Monday, February 25, 2013

Offensive Love

Love.  For not understanding it humans tend to use the word a great deal.  We like to think of our fluttering fancies and our craving desires as something fitting of the it.  We tend to dream of the knight saving his lady from danger and give great sighs of "how romantic" in our petty ideas of what love might be.  As Christians, in particular, we have endless ideas of what love is and how we feel it and relish in it.  However, the closer one looks into the God that inspires love, the more they will realize how little they know of it all.

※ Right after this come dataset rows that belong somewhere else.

PR #3179, opened 2015-03-22
improve TextInput functionality

kived:
This does a few things to improve the functionality and usability of `TextInput`:

1. Text is always unicode (best practice; also fixes issues with cursor positioning and utf8-encoded byte strings)
2. Adds `replace_crlf` property, defaults to `True`
3. Supports modifier keys:
    - Ctrl+Left/Right - move cursor one word to the left/right (password==False)
    - Ctrl+Up/Down - scroll one line up/down (multiline==True)
    - Ctrl+Home/End - go to beginning/end of text
    - Alt+Up/Down - shift line(s) up/down (multiline==True, readonly==False)
4. Triple-tap selects entire line, even when wrapped


akshayaurora:
@kived we maintain a unicode sandwich.
i.e text is always made sure to be unicode inside for our internal usage, then it is converted back to str in py2  for usage in other libs.

It is often desirable to pass the text directly to other libs which expect the input to be str on py2.

Unicode sandwich is also the suggested way/"Best Practice" for handling text in py2, 

The issues with py3 are not the same but it still does not solve the unicode issue completely so keeping the part of converting to unicode internally is also necessary on py3.

kivy/uix/textinput.py
```diff
@@ -835,7 +856,186 @@ def _set_undo_redo_bkspc(self, ol_index, new_index, substring, from_undo):
...
+
+        c = text[pos]
+        if c in ws:
+            mode = 'ws'
+        elif c == '_':
+            mode = 'us'
+        elif c in punct:
+            mode = 'punct'
+        elif c in lcase:
+            mode = 'camel'
```
akshayaurora: isn't this the same code as above, should we not move the common bits to a common function and not duplicate?

kivy/uix/textinput.py
```diff
@@ -835,7 +856,186 @@ def _set_undo_redo_bkspc(self, ol_index, new_index, substring, from_undo):
         #reset redo when undo is appended to
         self._redo = []
 
-    def do_cursor_movement(self, action):
+    def _move_word_left(self, index=None):
```
akshayaurora: Could you please rename it to _move_cursor_...? would be more clear while reading the code.

akshayaurora: In fact I thunk it should be possible to combine these two functions on to one `_move_cursor(movement_mode='word-left')`?

Where movement_mode can be one of `word-left` `word-right`, `line-up`, `line-down`, 'home', `end`?

kivy/uix/textinput.py
```diff
@@ -835,7 +856,186 @@ def _set_undo_redo_bkspc(self, ol_index, new_index, substring, from_undo):
...
+        if c in ws:
+            mode = 'ws'
+        elif c == '_':
+            mode = 'us'
+        elif c in punct:
+            mode = 'punct'
+        elif c not in ucase:
+            mode = 'camel'
+
+        while 0 < pos:
```
akshayaurora: I don't understand the need for going letter by letter for this, Can you explain why is this needed?

kived:
@akshayaurora A Unicode sandwich means all text inside the program is unicode. This would include the text in the TextInput. It should never be converted to bytes until it is being passed out of the program or to a lib which requires it. Also, without this change, `get_cursor_from_index()` doesn't work as soon as you have multi-byte codepoints in your text. But regardless, everything inside the TextInput should be unicode - it is up to the app developer to encode to bytes when necessary, or up to us when a provider or something else we are passing it to requires it.

As for the move functions, they are not the same. They apply rules slightly differently and in different orders. The reason it goes character by character is to provide a more useful implementation via a state machine. This doesn't just go to the next space - it's designed to mimic the functionality in PyCharm, not something like Chrome or Word. I'm not worried about performance, as it happens in response to user input and won't generally have to check many characters before finding a stopping point.

I can definitely rename the functions though. :)

akshayaurora:
If some function is converting it to bytes then we have issues cause last I
checked we were ensuring unicode inside,  maybe some commits got in that
were not ensuring we do this?

We should ensure that we do maintain the unicode sandwich.

The `text` property uses a getter which converts all the lines into one
continuous text, this is where we provide the text for consumption by other
libs and other widgets.

Whether we should be doing the conversion back to original type here or
leave it; is something we didn't yet have a proper discussion about, maybe
we should.

kived:
This is ready for review again. I've made some changes, mainly to make the functions use the lines list instead of compiling the text every time.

Love is beyond human comprehension. 

Of course, we can all picture a man in armor rushing to the aid of a woman he fancies with the assurance that she fancies him and, at that moment, needs him.  That is simple enough.  But what of a knight going to save a whore, inclined by all past evidence not to return his love, from the pit her own destructive passions?  The very sentence makes the mind recoil from all its warm feelings.  We innocents will whisper to ourselves "don't use that sort of language" and pass over the notion with disgust.  As much as we might want to think otherwise, we all would have that reaction if we were honest.  To put our fairytale into such a context is scandalous.  Who would dare?

God would.

The Creator of love cries out that scandalous tale in His own Holy Book.  Over and over He speaks through kings and prophets of the Love that makes us uncomfortable.  Through Ezekiel He told us, "...I passed by you and saw you wallowing in your blood, [and] I said to you in your blood, ‘Live!’ I said to you in your blood, ‘Live!’ I made you flourish like a plant of the field. And you grew up and became tall and arrived at full adornment. Your breasts were formed, and your hair had grown; yet you were naked and bare. 
"When I passed by you again and saw you, behold, you were at the age for love, and I spread the corner of my garment over you and covered your nakedness; I made my vow to you and entered into a covenant with you, declares the Lord God, and you became mine" (16:6-8, ESV).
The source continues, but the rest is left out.